1. Quantum Datasets/
  2. Conventional Datasets for QML

Conventional Datasets for QML

In addition to quantum data, quantum algorithms can also work with conventional data, frequently referred to as “classical” data. For example, ongoing research investigates whether quantum machine learning algorithms can be used to label, categorize, or recognize features in objects like images, video or sound recordings.

Using machine learning datasets with PennyLane

Various datasets have become an integral part of machine learning research, and are typically used to benchmark new machine learning algorithms and techniques. Many of these are too large to use in current quantum models, where we have to revert to the historical beginnings of machine learning (such as the Iris flower dataset from 1936 or the MNIST handwritten digit dataset from 1994) and/or apply dimensionality reduction techniques on larger data.

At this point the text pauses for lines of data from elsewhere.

PR #9829, opened 2026-06-25
fix(solana): align daily balances merge grain

0xRobin:
Fixes the incremental merge key for solana_utils.daily_balances so it matches the model's address/day output grain. Adds a dbt uniqueness test for that grain; existing duplicate rows will still require a full refresh/backfill of the table.

### DIFF
--- a/dbt_subprojects/solana/models/solana_utils/_schema.yml
+++ b/dbt_subprojects/solana/models/solana_utils/_schema.yml
@@ -48,6 +48,12 @@ models:
       tags: ['solana','balances']
     description: >
         get the daily balances for each address, from which we can materialize a latest balance later on.
+    data_tests:
+      - dbt_utils.unique_combination_of_columns:
+          arguments:
+            combination_of_columns:
+              - day
+              - address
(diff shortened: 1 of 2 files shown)


2bwfkjpr25-lab:
Thanks for addressing the incremental merge-grain mismatch!
This is only a contract clarification, not a request to expand this PR.
The current SQL produces one row per (address, day), and this PR aligns the merge key and uniqueness test with that implementation. However, the public Dune documentation describes each row as an end-of-day balance for a specific (address, token, day).
Could a maintainer confirm which grain is the intended public contract before this PR is finalized?

2bwfkjpr25-lab:
Related follow-up: #9965 documents a separate state-semantics issue.

When the final balance-changing activity is lamport-only and its transaction metadata contains no token snapshot, `coalesce(post_token_balance, 0)` can store an unobserved token state as a known zero.

This is not a request to expand this PR. #9829 remains focused on aligning the incremental merge grain; historical duplicate rows still require the proposed full refresh/backfill.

Services exist for easily downloading standard machine learning datasets within Python, and these integrate seamlessly into PennyLane workflows. For example, Scikit Learn, TensorFlow, and PyTorch all provide common built-in data loaders. Once loaded in your machine learning library of choice, these can be easily used with PennyLane via our embedding templates.

Embedding classical data in quantum algorithms

When working with classical data in quantum algorithms, an important (and non-trivial) aspect is how the classical data is embedded within the quantum system.

For more details, check out the Embedding Templates that come with PennyLane. These templates help automate various data pre-processing steps that convert classical information into orthonormalized vectors or other quantum-compatible input.

Note that how to incorporate and embed classical data for use in quantum algorithms is still an active field of research!

Example demos

PennyLane also has various demos available showcasing using classical data. Examples include:

  1. The MNIST database - labelled digital images of handwritten digits. An example can be found in the Quanvolutional Neural Networks demo.
  2. Iris flower dataset - measurements of various features of flower samples from three different Iris species and the species labels. An example can be found in the Variational Classifier demo.
  3. Hymenoptera dataset - digital images of ants and bees useful for binary classification. An example can be found in the Quantum Transfer Learning demo.